King closes his letter by expressing his disappointment with his community’s church leaders who have failed to recognize not only the injustice being suffered by their people. He acknowledges the church’s success in keeping violence from exploding in the streets but also points out the need for more positive action. He says, “in deep disappointment, I have wept over the laxity of the church. There can be no deep disappointment where there in not deep love” (King, 38). Because he loves the church so much, he cannot but feel bitterly disappointed that they have failed their people by hiding behind the “anesthetizing security of stained-glass windows” (King, 34). He ends the letter by appealing to his fellow ministers to join him in his cause.

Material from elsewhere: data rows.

PR #1384, opened 2023-07-03
fix!: use new 'bundler' module resolution

danielroe:
### ❓ Type of change

### 📚 Description

This likely needs to be released carefully, but we should eventually move to new 'Bundler' module resolution, which supports types in subpath imports and more exactly models how rollup will resolve imports.

### 📝 Checklist

### DIFF
--- a/src/build.ts
+++ b/src/build.ts
@@ -210,7 +210,7 @@ declare module 'nitropack' {
         strict: nitro.options.typescript.strict,
         target: "ESNext",
         module: "ESNext",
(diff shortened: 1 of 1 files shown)


pi0:
Shall we release it as new "Experimental" flag option?

danielroe:
Makes sense :+1:

Do you have preference for API name?

pi0:
You speak native English so i trust you on this :D Since we might end-up supporting it as a Nuxt flag too, probably `experimental.` namespace is best.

Through every stage of his argument, King appeals to the principles of basic morality to try to make his fellow ministers see reason. He points out that it is only through peaceful actions that the morality of the white people will finally recognize the deplorable conditions that existed in the south for the blacks. He also convincingly argues that people should not uphold immoral laws and should not be encouraged by their moral leaders to do so. One of his strongest arguments is the morality of preventing violence by channeling negative energy into positive progress and action. Through these arguments, he can shame the church leaders for their lack of responsibility and begs them to help find solutions that will allow their congregations to live truly equal lives with equal opportunity for the future.

Works Cited

King, Martin Luther. “Letter from Birmingham Jail.” (1963). Nobel Prizes.